● **INFORMATION PROVIDED**
PR #3358, opened 2023-11-20
Run analysis-kotlin-api tests with k2

IgnatBeresnev:
* Adds the ability to run analysis-kotlin-api tests with the K2 analysis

● **ASSIGNMENT**
Wherever the word "tests" occurs in the data above, copy the line it sits in.

● **ANSWER BOX**
Run analysis-kotlin-api tests with k2
* Adds the ability to run analysis-kotlin-api tests with the K2 analysis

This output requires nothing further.